Taką zasadą kieruje się Jewgienij Prigożin, fundator i sponsor wagnerowców, wznawiając starą wojenkę z Siergiejem Szojgu i generałami.
Bliski Putinowi biznesmen uznał chyba, że klęski wojska na Ukrainie można wykorzystać do kolejnego politycznego awansu na Kremlu. Tym bardziej, że dla Putina może być wygodnym narzędziem do zdyscyplinowania armii.
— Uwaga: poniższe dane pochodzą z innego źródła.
PR #188, opened 2022-04-06
Amend monthly beddays

Jennit07:
Now includes option to `include_costs = TRUE` which will work out costs and assign them to each month. A few tweaks to the original syntax as this was breaking during testing. Specifically against the str_replace for renaming beddays to cost. This code is now working against maternity to calculate monthly beddays and costs.

### DIFF
--- a/R/create_monthly_beddays.R
+++ b/R/create_monthly_beddays.R
@@ -60,12 +60,13 @@ create_monthly_beddays <- function(data, year, admission_date, discharge_date, i
   data <- dplyr::bind_cols(data, beddays) %>%
     dplyr::select(-.data$stay_interval)
 
-  if (include_costs == TRUE) {
+  # Work out costs for each month if applicable
+  if (include_costs) {
     costs <- beddays %>%
-      rename_with(~ str_replace(., "_beddays", "_costs"))
+      dplyr::rename_with(~ str_replace(., "_beddays", "_costs"))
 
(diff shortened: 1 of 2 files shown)


R/create_monthly_beddays.R
```diff
@@ -59,5 +60,14 @@ create_monthly_beddays <- function(data, year, admission_date, discharge_date, c
   data <- dplyr::bind_cols(data, beddays) %>%
     dplyr::select(-.data$stay_interval)
 
+  # Work out costs for each month if applicable
+  if (include_costs) {
+    costs <- beddays %>%
+      dplyr::rename_with(~ str_replace(., "_beddays", "_costs"))
+
+    data <- dplyr::bind_cols(data, costs) %>%
+      dplyr::mutate(dplyr::across(dplyr::ends_with("_costs"), ~ dplyr::if_else(yearstay != 0, .x / yearstay * cost_total_net, 0)))
```
Moohan, line 69: Sorry, realised that I suggested this, but should this not be:
```suggestion
    data <- dplyr::bind_cols(data, costs) %>%
      dplyr::mutate(dplyr::across(dplyr::ends_with("_costs"), ~ dplyr::if_else(.x!= 0, .x / yearstay * cost_total_net, 0)))
```
i.e. if beddays are zero then set cost to be zero, otherwise `beddays / yearstay * cost`

Moohan (approved):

Drugi października. Dzień wcześniej ministerstwo obrony potwierdziło wycofanie się z Łymanu. Powszechnie znany Igor Girkin vel Striełkow, dawniej dowódca „rebeliantów” w Donbasie, dziś użyteczne narzędzie FSB do krytykowania GRU i armii, zamieścił zdjęcie generała Walerija Gierasimowa, szefa Sztabu Generalnego Sił Zbrojnych FR – i obrzucił go wyzwiskami. Zrugał również dowódcę Centralnego Okręgu Wojskowego, generała pułkownika Aleksandra Łapina, a nawet ministra obrony Siergieja Szojgu, którego Girkin wielokrotnie wyśmiewał jako „marszałka ze sklejki”.
Ramzan Kadyrow, przywódca Czeczenii, jeszcze bardziej otwarcie skrytykował wojskowych. 1 października zarzucił Łapinowi, że nie zapewnił odpowiedniej komunikacji i zaopatrzenia.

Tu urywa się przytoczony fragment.